PR #3263, opened 2025-10-25
Define create_certificate as real LRO

heaths:
Now with LRO support in core, "hide" the generated create_certificate and define a convenience client method instead. Those migrating Key Vault TypeSpec tried making it a TypeSpec LRO, but had significant problems so that was scrapped in favor of using convenience methods as we have in the past.

### DIFF
--- a/sdk/keyvault/azure_security_keyvault_certificates/tsp-location.yaml
+++ b/sdk/keyvault/azure_security_keyvault_certificates/tsp-location.yaml
@@ -1,5 +1,5 @@
 directory: specification/keyvault/Security.KeyVault.Certificates
 commit: 2b40f1e7eab4de4f94e8bce032f91b25b3656f86
-repo: heaths/azure-rest-api-specs
+repo: Azure/azure-rest-api-specs
 additionalDirectories:
 - specification/keyvault/Security.KeyVault.Common


sdk/keyvault/azure_security_keyvault_certificates/CHANGELOG.md
```diff
@@ -6,6 +6,9 @@
 
 ### Breaking Changes
 
+- `CertificateClient::create_certificate()` now returns a `Poller<CertificateOperation>`.
+- Removed `CertificateClient::begin_create_certificate()`.
+- Removed `CertificateClient::resume_create_certificate()`.
```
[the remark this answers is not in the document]
heaths: This is old now.

sdk/keyvault/azure_security_keyvault_certificates/tsp-location.yaml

::::

■ WHAT NEEDS TO BE DONE
What belongs in the answer is each line of the listing that contains the word "Removed".

■ EXPECTED ANSWER
+- Removed `CertificateClient::begin_create_certificate()`.
+- Removed `CertificateClient::resume_create_certificate()`.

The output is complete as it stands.